If the relation between the direction ratios of two lines in \(\mathbb{R}^3\) are given by \(l + m + n = 0\), \(2lm + 2mn - ln = 0\), then the angle between the lines is:
Show Hint
- \(\frac{\pi}{6}\)
- \(\frac{2\pi}{3}\)
- \(\frac{\pi}{2}\)
- \(\frac{\pi}{4}\)
The Correct Option is B
Solution and Explanation
Step 1: We are given the direction ratios of two lines in 3D space, which are \((l_1, m_1, n_1)\) for the first line and \((l_2, m_2, n_2)\) for the second line.

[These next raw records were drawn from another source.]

PR #563, opened 2020-10-28
Status endpoint in app-operator

tomahawk28:
Toward https://github.com/giantswarm/giantswarm/pull/13134

the new endpoint would be like this; `PATCH http://app-operator.giantswarm:8000/status/giantswarm/userd-unique/`

I will create separate PR for URL annotation into chart CRs. 

## Checklist

### DIFF
--- a/main.go
+++ b/main.go
@@ -3,12 +3,15 @@ package main
 import (
 	"context"
 	"fmt"
-
+	applicationv1alpha1 "github.com/giantswarm/apiextensions/v2/pkg/apis/application/v1alpha1"
+	"github.com/giantswarm/k8sclient/v4/pkg/k8sclient"
+	"github.com/giantswarm/k8sclient/v4/pkg/k8srestconfig"
 	"github.com/giantswarm/microerror"
 	"github.com/giantswarm/microkit/command"
 	microserver "github.com/giantswarm/microkit/server"
 	"github.com/giantswarm/micrologger"
 	"github.com/spf13/viper"
+	"k8s.io/client-go/rest"
 
 	"github.com/giantswarm/app-operator/v2/flag"
 	"github.com/giantswarm/app-operator/v2/pkg/project"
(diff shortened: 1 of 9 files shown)


main.go
```diff
@@ -44,14 +47,52 @@ func mainWithError() (err error) {
...
+				},
+			}
+
+			restConfig, err = k8srestconfig.New(c)
+			if err != nil {
+				panic(err)
+			}
+		}
+
+		var k8sClient k8sclient.Interface
```
tomahawk28, line 71: Since both `server` and `service` need k8sclient object, creating a k8sclient object from `main.go` makes sense.

server/endpoint/status/endpoint.go
```diff
@@ -0,0 +1,158 @@
...
+
+		defer r.Body.Close()
+		err := json.NewDecoder(r.Body).Decode(&request)
+		if err != nil {
+			return nil, microerror.Maskf(decodeFailedError, "%v", err.Error())
+		}
+
+		namespace, _ := ctx.Value("app_namespace").(string)
+		name, _ := ctx.Value("app_name").(string)
+		request.AppNamespace = namespace
```
tomahawk28, line 65: This is not fancy like `api` repository does, but I would like to keep it as simple.

server/endpoint/status/endpoint.go
```diff
@@ -0,0 +1,158 @@
...
+		currentCR.Status = desiredStatus
+
+		_, err = e.k8sClient.G8sClient().ApplicationV1alpha1().Apps(request.AppNamespace).UpdateStatus(ctx, currentCR, metav1.UpdateOptions{})
+		if err != nil {
+			return nil, microerror.Mask(err)
+		}
+
+		e.logger.LogCtx(ctx, "level", "debug", "message", fmt.Sprintf("status set for app %#q in namespace %#q", request.AppName, request.AppNamespace))
+
+		return nil, nil
```
tomahawk28, line 118: Return nothing but 200 response in case of no error, is that okay?

server/endpoint/status/endpoint.go
rossf7: Yes api has middlewares and other stuff we don't need. Good call to keep it simple.

server/endpoint/status/endpoint.go
rossf7: Yes 200 makes sense since it's updating the status. I thought maybe 202 Accepted but the processing is not async.

server/endpoint/status/request.go
```diff
@@ -0,0 +1,13 @@
...
+import v1 "k8s.io/apimachinery/pkg/apis/meta/v1"
+
+type Request struct {
+	AppName      string  `json:"app_name"`
+	AppNamespace string  `json:"app_namespace"`
+	AppVersion   string  `json:"app_version"`
+	Version      string  `json:"version"`
+	LastDeployed v1.Time `json:"last_deployed"`
+	Status       string  `json:"status"`
+	Reason       string  `json:"reason"`
```
rossf7, line 12: Should we order the fields?

server/server.go
```diff
@@ -41,8 +45,9 @@ func New(config Config) (microserver.Server, error) {
 	var endpointCollection *endpoint.Endpoint
 	{
 		c := endpoint.Config{
-			Logger:  config.Logger,
-			Service: config.Service,
+			Logger:    config.Logger,
+			Service:   config.Service,
+			K8sClient: config.K8sClient,
```
rossf7, line 50: Let's order these too. To keep things tidy.

rossf7 (commented):
Direction is nice here. I left some comments but just minor stuff.

I had thought that the endpoint would just add an annotation to the app CR to trigger the status resource.

I like this approach instead. The operator will check after the resync period but should see no change. One downside I see is if we change the status we need to update the resource and the endpoint.

For now we'll only use the internal cluster IP service. For tenant clusters we'll need TLS to secure the traffic.

server/server.go
```diff
@@ -20,17 +20,20 @@ import (
...
+	Service   *service.Service
+
+	Viper *viper.Viper
 }
 
 // New creates a new server object with given configuration.
 func New(config Config) (microserver.Server, error) {
 	var err error
 
+	if config.K8sClient == nil {
```
tomahawk28, line 34: Also found out some config checkpoints are missing. Added in here.

rossf7 (approved):
LGTM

Step 2: The formula to find the angle \(\theta\) between two lines with direction ratios \((l_1, m_1, n_1)\) and \((l_2, m_2, n_2)\) is:
\[ \cos \theta = \frac{l_1 l_2 + m_1 m_2 + n_1 n_2}{\sqrt{l_1^2 + m_1^2 + n_1^2} \cdot \sqrt{l_2^2 + m_2^2 + n_2^2}} \]
Step 3: We are given the relation between the direction ratios:
\(l + m + n = 0\)
\(2lm + 2mn - ln = 0\)
These are two equations in terms of the direction ratios of the lines. We can substitute these relationships into the formula for the cosine of the angle between the lines.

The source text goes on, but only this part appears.